(About this task): When a line below contains the string "brand", show that line.

(Data to use):
________________
PR #94, opened 2021-04-16
New nav

curtisadams28:
This is early on and it needs a lot of changes. There are a lot of things hardcoded that shouldn't be as I haven't created any variables yet.


site/templates/nav.jet
```diff
@@ -2,73 +2,67 @@
...
+
       {{if config("search_disabled") != "true"}}
-        <form class="form-search navbar-nav-search" action="{{ routeToPath("/search.html") }}">
-            <input class="form-control form-control-search" type="search" placeholder="{{i18n("search_control_placeholder")}}" name="q" aria-label="{{i18n("search_control_placeholder")}}">
-            <button class="sr-only" type="submit">{{i18n("search_control_submit")}}</button>
+        <form class="form-search navbar-nav-search search-desktop"  action="{{ routeToPath("/search.html") }}">
+          <button type="button" class="search-open" onclick="focusSearch()">
+            <svg class="search-icon" width="24" height="24" viewBox="0 0 24 24"><path d="M9.5,3A6.5,6.5 0 0,1 16,9.5C16,11.11 15.41,12.59 14.44,13.73L14.71,14H15.5L20.5,19L19,20.5L14,15.5V14.71L13.73,14.44C12.59,15.41 11.11,16 9.5,16A6.5,6.5 0 0,1 3,9.5A6.5,6.5 0 0,1 9.5,3M9.5,5C7,5 5,7 5,9.5C5,12 7,14 9.5,14C12,14 14,12 14,9.5C14,7 12,5 9.5,5Z" /></svg>
+          </button>
+          <input class="form-control form-control-search" type="search" placeholder="Search" onfocusout="focusOutSearch()" name="q" aria-label="{{i18n("search_control_placeholder")}}">
```
PeculiarGoat, line 18: Calling js functions directly on elements is not going to work for shift72-template sites because of the way rollup.js smushes all the js files together.  It would be better to setup an [event listener](https://developer.mozilla.org/en-US/docs/Web/API/Element/focusout_event) directly in main.js.

site/templates/nav.jet
```diff
@@ -2,73 +2,67 @@
...
+          <button class="search-close">
+            <svg xmlns="http://www.w3.org/2000/svg" xmlns:xlink="http://www.w3.org/1999/xlink" version="1.1" width="24" height="24" viewBox="0 0 24 24"><path d="M19,6.41L17.59,5L12,10.59L6.41,5L5,6.41L10.59,12L5,17.59L6.41,19L12,13.41L17.59,19L19,17.59L13.41,12L19,6.41Z" /></svg>
+          </button>
+          <button class="sr-only" type="submit">{{i18n("search_control_submit")}}</button>
         </form>
       {{end}}
 
-      <button class="navbar-toggler" type="button" toggle-function="toggleMobileMenu" s72-collapse=".navbar-collapse" aria-controls="navbarsExampleDefault" aria-expanded="false" aria-label="Toggle navigation">
-        <span class="icon-navbar-toggler"></span>
+      <button class="navbar-toggler" type="button" onClick="toggleHidden()" toggle-function="toggleMobileMenu" s72-collapse=".navigation" aria-controls="navbarsExampleDefault" aria-expanded="false" aria-label="Toggle navigation">
```
PeculiarGoat, line 26: Same issue as the other comment about calling functions on elements.  Also... I'm pretty sure `toggle-function="toggleMobileMenu"` has been broken since we added rollup.js to shift72-template so probably a good idea to look at alternative solutions.

site/templates/nav.jet
```diff
@@ -2,73 +2,67 @@
...
 
 {{block nav(showSubNav=true)}}
-<div class="navigation" data-toggle="affix">
-  <nav class="navbar navbar-expand-md navbar-dark">
-      <a class="navbar-brand" href="{{ routeToPath("/") }}">{{i18n("nav_homepage")}}</a>
-      
+<div class="navigation search-hidden" data-toggle="affix" aria-hidden="true">
+  <nav>
+
+    <div class="navbar">
```
PeculiarGoat, line 8: Isn't this `div` redundant?  Why not do `<nav class="navbar">` like it was before?

site/templates/nav.jet
```diff
@@ -2,73 +2,67 @@
...
+        <a class="navbar-brand" href="{{ routeToPath("/") }}">{{i18n("nav_homepage")}}</a>
+      </div>
+
       {{if config("search_disabled") != "true"}}
-        <form class="form-search navbar-nav-search" action="{{ routeToPath("/search.html") }}">
-            <input class="form-control form-control-search" type="search" placeholder="{{i18n("search_control_placeholder")}}" name="q" aria-label="{{i18n("search_control_placeholder")}}">
-            <button class="sr-only" type="submit">{{i18n("search_control_submit")}}</button>
+        <form class="form-search navbar-nav-search search-desktop"  action="{{ routeToPath("/search.html") }}">
+          <button type="button" class="search-open" onclick="focusSearch()">
+            <svg class="search-icon" width="24" height="24" viewBox="0 0 24 24"><path d="M9.5,3A6.5,6.5 0 0,1 16,9.5C16,11.11 15.41,12.59 14.44,13.73L14.71,14H15.5L20.5,19L19,20.5L14,15.5V14.71L13.73,14.44C12.59,15.41 11.11,16 9.5,16A6.5,6.5 0 0,1 3,9.5A6.5,6.5 0 0,1 9.5,3M9.5,5C7,5 5,7 5,9.5C5,12 7,14 9.5,14C12,14 14,12 14,9.5C14,7 12,5 9.5,5Z" /></svg>
```
PeculiarGoat, line 16: We use Font Awesome 4 for icons... no need for svg chaos!

site/templates/nav.jet
```diff
@@ -2,73 +2,67 @@
...
+          </button>
+          <input class="form-control form-control-search" type="search" placeholder="Search" onfocusout="focusOutSearch()" name="q" aria-label="{{i18n("search_control_placeholder")}}">
+          <button class="search-close">
+            <svg xmlns="http://www.w3.org/2000/svg" xmlns:xlink="http://www.w3.org/1999/xlink" version="1.1" width="24" height="24" viewBox="0 0 24 24"><path d="M19,6.41L17.59,5L12,10.59L6.41,5L5,6.41L10.59,12L5,17.59L6.41,19L12,13.41L17.59,19L19,17.59L13.41,12L19,6.41Z" /></svg>
```
PeculiarGoat, line 20: We use Font Awesome 4 for icons... no need for svg chaos!

site/templates/nav.jet
```diff
@@ -2,73 +2,67 @@
...
+            {{if len(.Items) > 0}}
+              <li class="nav-item">
+                <s72-dropdown>
+                  <a class="s72-dropdown-toggle nav-link" href="{{len(.Link.ExternalURL) > 0 ? .Link.ExternalURL : len(.Items) == 0 ? routeToSlug(.Link.Slug) : "#"}}">{{.Label}}</a>
+                  <div class="s72-dropdown-menu sub-nav-menu">
+                    {{range sub := .Items}}
+                      <a class="nav-link" href="{{len(sub.Link.ExternalURL) > 0 ? sub.Link.ExternalURL : routeToSlug(sub.Link.Slug) }}">{{sub.Label}}</a>
+                    {{end}}
+                  </div>
+                  <svg  width="24" height="24" viewBox="0 0 24 24" class="dropdown-caret"><path d="M7.41,8.58L12,13.17L16.59,8.58L18,10L12,16L6,10L7.41,8.58Z" /></svg>
```
PeculiarGoat, line 52: We use Font Awesome 4 for icons... no need for svg chaos!

site/templates/nav/user_logged_in.jet
```diff
@@ -3,10 +3,15 @@
     <s72-dropdown class="navbar-nav-user-nav">
       <div>
         <a href="#" class="s72-btn s72-dropdown-toggle">
-          {{i18n("nav_signed_in_as")}} <s72-username></s72-username>
+          <svg version="1.1" id="Layer_1" xmlns="http://www.w3.org/2000/svg" xmlns:xlink="http://www.w3.org/1999/xlink" class="user-icon" width="24" height="24" x="0px" y="0px" viewBox="-243 245 24 24" xml:space="preserve">
```
PeculiarGoat, line 6: We use Font Awesome 4 for icons... no need for svg chaos!

kibble.json
```diff
@@ -1,7 +1,7 @@
 {
   "name": "core-template",
   "version": "0.0.1",
-  "siteUrl": "https://staging-abccinemas.screenplus.co",
+  "siteUrl": "https://abccinemas.screenplus.co",
```
PeculiarGoat, line 4: Better remove this change! :eyes:

PeculiarGoat (changes requested):
Why did you change the abc-cinemas logos to Shift72 logos?

PeculiarGoat (changes requested):
Not sure that we want all those new pngs/svgs in the icons folder.  Font Awesome should have us covered.

site/styles/_variables.scss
________________
(Finished task):
-      <a class="navbar-brand" href="{{ routeToPath("/") }}">{{i18n("nav_homepage")}}</a>
+        <a class="navbar-brand" href="{{ routeToPath("/") }}">{{i18n("nav_homepage")}}</a>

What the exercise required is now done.